** Records for this task follows **

PR #2870, opened 2023-01-28
Set correct line end in case of `MULTIPART_PART_HEADER` variable

airween:
Looks like variable `MULTIPART_PART_HEADER` variable contains the EOL characters.

This can lead false positive, and we (CRS team) discovered with help of an issue [3046](https://github.com/coreruleset/coreruleset/issues/3046). There is a full detail of the unexpected behavior, with many examples.

Here is what I get in the debug.log:

```
Multipart: Added part header "Content-Disposition" "form-data; name="file"; filename="New Text Document.txt"".
Multipart: Added part header "Content-Type" "text/plain; charset=utf-8".
Multipart: Content-Disposition name: file.
Multipart: Content-Disposition filename: New Text Document.txt.
MultipartPartTmpFile: Create filename= /tmp/20230128-212401-16749374418.382181-file-uEZjC1
Multipart: Created temporary file 1 (mode o0): /tmp/20230128-212401-16749374418.382181-file-uEZjC1
Multipart: Added part header line:Content-Disposition: form-data; name="file"; filename="New Text Document.txt"

Multipart: Added part header line:Content-Type: text/plain; charset=utf-8

```

As it seems, the log contains the `Added part header line:` with the header of the part of multipart payload. Both lines ended with EOL - but not as like in case of `Added part header`.

After the fix, the same part of debug log is this:

```
Multipart: Added part header "Content-Disposition" "form-data; name="file"; filename="New Text Document.txt"".
Multipart: Added part header "Content-Type" "text/plain; charset=utf-8".
Multipart: Content-Disposition name: file.
Multipart: Content-Disposition filename: New Text Document.txt.
MultipartPartTmpFile: Create filename= /tmp/20230128-213008-167493780825.319085-file-89EDD6
Multipart: Created temporary file 1 (mode o0): /tmp/20230128-213008-167493780825.319085-file-89EDD6
Multipart: Added part header line:Content-Disposition: form-data; name="file"; filename="New Text Document.txt"
Multipart: Added part header line:Content-Type: text/plain; charset=utf-8
```

The lines are without `\r\n`, and both variables (part header and part header line) are the same. This is the same behavior as in case of mod_security2 (this is why I thought it's an unexpected behavior).

I added a new test case, anyone can check the regression test if picks up that commit.


Kalakaarboyz1 (approved):

src/request_body_processor/multipart.cc
```diff
@@ -935,6 +935,7 @@ int Multipart::process_part_header(std::string *error, int offset) {
                 "Multipart: Added part header \"" + header_name \
                 + "\" \"" + header_value + "\".");
             if (len_without_termination > 0) {
+                m_buf[len_without_termination] = '\0';
```
martinhsv: Your diagnosis appears to be correct, but I don't think we want to solve it this way.
 
m_buf is the unparsed buffer of data. It's typically undesirable to overwrite the pre-parsed buffer when extracting values from it. Although I don't see any tangible issues that would occur with the current code base, it may set us up for a problem later if someone does not realize that the original buffer has been altered.

Perhaps consider instead merely altering the assignment line to use the overloaded function that includes length? E.g.

m_mpp->m_last_header_line.assign(m_buf, len_without_termination);

Since it is the extracted value that needs the adjusted length, that's the right place to do it.

martinhsv (changes requested):

src/request_body_processor/multipart.cc
airween: > Perhaps consider instead merely altering the assignment line to use the overloaded function that includes length? > E.g. 
> 
> m_mpp->m_last_header_line.assign(m_buf, len_without_termination);

You are right, I'm going to review the PR and change this.

airween: Thanks for the feedback, it's done - see 6623c0ae.

martinhsv (approved):
This all looks fine now. Thanks @airween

** End of Records for this task **

* Prompt *
Every line of the material should come back unchanged.

* Solution to this exercise *
PR #2870, opened 2023-01-28
Set correct line end in case of `MULTIPART_PART_HEADER` variable

airween:
Looks like variable `MULTIPART_PART_HEADER` variable contains the EOL characters.

This can lead false positive, and we (CRS team) discovered with help of an issue [3046](https://github.com/coreruleset/coreruleset/issues/3046). There is a full detail of the unexpected behavior, with many examples.

Here is what I get in the debug.log:

```
Multipart: Added part header "Content-Disposition" "form-data; name="file"; filename="New Text Document.txt"".
Multipart: Added part header "Content-Type" "text/plain; charset=utf-8".
Multipart: Content-Disposition name: file.
Multipart: Content-Disposition filename: New Text Document.txt.
MultipartPartTmpFile: Create filename= /tmp/20230128-212401-16749374418.382181-file-uEZjC1
Multipart: Created temporary file 1 (mode o0): /tmp/20230128-212401-16749374418.382181-file-uEZjC1
Multipart: Added part header line:Content-Disposition: form-data; name="file"; filename="New Text Document.txt"

Multipart: Added part header line:Content-Type: text/plain; charset=utf-8

```

As it seems, the log contains the `Added part header line:` with the header of the part of multipart payload. Both lines ended with EOL - but not as like in case of `Added part header`.

After the fix, the same part of debug log is this:

```
Multipart: Added part header "Content-Disposition" "form-data; name="file"; filename="New Text Document.txt"".
Multipart: Added part header "Content-Type" "text/plain; charset=utf-8".
Multipart: Content-Disposition name: file.
Multipart: Content-Disposition filename: New Text Document.txt.
MultipartPartTmpFile: Create filename= /tmp/20230128-213008-167493780825.319085-file-89EDD6
Multipart: Created temporary file 1 (mode o0): /tmp/20230128-213008-167493780825.319085-file-89EDD6
Multipart: Added part header line:Content-Disposition: form-data; name="file"; filename="New Text Document.txt"
Multipart: Added part header line:Content-Type: text/plain; charset=utf-8
```

The lines are without `\r\n`, and both variables (part header and part header line) are the same. This is the same behavior as in case of mod_security2 (this is why I thought it's an unexpected behavior).

I added a new test case, anyone can check the regression test if picks up that commit.


Kalakaarboyz1 (approved):

src/request_body_processor/multipart.cc
```diff
@@ -935,6 +935,7 @@ int Multipart::process_part_header(std::string *error, int offset) {
                 "Multipart: Added part header \"" + header_name \
                 + "\" \"" + header_value + "\".");
             if (len_without_termination > 0) {
+                m_buf[len_without_termination] = '\0';
```
martinhsv: Your diagnosis appears to be correct, but I don't think we want to solve it this way.
 
m_buf is the unparsed buffer of data. It's typically undesirable to overwrite the pre-parsed buffer when extracting values from it. Although I don't see any tangible issues that would occur with the current code base, it may set us up for a problem later if someone does not realize that the original buffer has been altered.

Perhaps consider instead merely altering the assignment line to use the overloaded function that includes length? E.g.

m_mpp->m_last_header_line.assign(m_buf, len_without_termination);

Since it is the extracted value that needs the adjusted length, that's the right place to do it.

martinhsv (changes requested):

src/request_body_processor/multipart.cc
airween: > Perhaps consider instead merely altering the assignment line to use the overloaded function that includes length? > E.g. 
> 
> m_mpp->m_last_header_line.assign(m_buf, len_without_termination);

You are right, I'm going to review the PR and change this.

airween: Thanks for the feedback, it's done - see 6623c0ae.

martinhsv (approved):
This all looks fine now. Thanks @airween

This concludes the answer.